Since the beginning of the Fourth Revolution there is a growing concern of the gap building between technology have and have nots. This has been quite alleviated since the arrival of the smart phone. However, there is still a growing issue when it comes to understand how algorithms work and take advantage of them. In this eye-opening piece ‘What’s On My Mind: What About the Gap?‘, Christopher Penn provides a compelling example about the difference it can make in marketing to understand AI-driven algorithms, because it drives directly what potential customers see or not.

In the era before popular, commercial use of machine learning, success in business was largely a combination of effort and luck.
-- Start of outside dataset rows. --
PR #4217, opened 2025-02-05
Preserve Original Casing in DNS Queries & HTTP Headers to Prevent Data Obfuscation

kayes817:
Originally in Zeek, hostnames in DNS queries were converted to lowercase, reflecting DNS's case-insensitivity. HTTP headers underwent a process that transformed them into uppercase.

While these conventions align with protocol specifications, adversaries can exploit them. 
Example: If Base64-encoded data is exfiltrated through DNS queries, altering the case could obscure the encoded content. 

Methods like these would circumvent detection rules designed to identify Base64 data. This commit emphasizes the importance of observing actual data rather than relying solely on interpreted formats.

### DIFF
--- a/src/analyzer/protocol/dns/DNS.cc
+++ b/src/analyzer/protocol/dns/DNS.cc
@@ -185,11 +185,6 @@ bool DNS_Interpreter::ParseQuestion(detail::DNS_MsgInfo* msg, const u_char*& dat
     if ( dns_event && ! msg->skip_event ) {
         String* original_name = new String(name, name_end - name, true);
 
-        // Downcase the Name to normalize it
-        for ( u_char* np = name; np < name_end; ++np )
-            if ( isupper(*np) )
-                *np = tolower(*np);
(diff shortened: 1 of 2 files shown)


awelzel:
Hey @kayes817 - thanks for looking at Zeek and being up for improving it.

For DNS and HTTP headers, there's two even declarations that allow you to get the original casing already:

```
event http_header(c: connection, is_orig: bool, original_name: string, name: string, value: string) { print "header", c$uid, is_orig, original_name, name, value; }

event dns_request(c: connection, msg: dns_msg, query: string, qtype: count, qclass: count, original_query: string); 
```

`original_name` and `original_query` allow you to get the original casing. If you want these to appear in, e.g. dns.log or http.log, you can extend the DNS::Info, respective HTTP::Info record and populate it in a separate script.

I'm going to close this PR. If you have questions, reach out on Slack or Discourse (http://zeek.org/community)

Effort encompasses the skill needed to make a good product and sell it well, and luck encompasses being in the right place at the right time, whether you’re the local burger joint or a multinational corporation.”

Today, data science, machine learning, and AI have thrown a bit of a wrinkle into this. So much of our lives are intermediated by machines and machine learning. What products we see, what ads we see, what news we see, what friends we see in the digital realm – which is the primary realm now for so many of these tasks ever since the smartphone became our external brains – are all controlled by machines and algorithms.”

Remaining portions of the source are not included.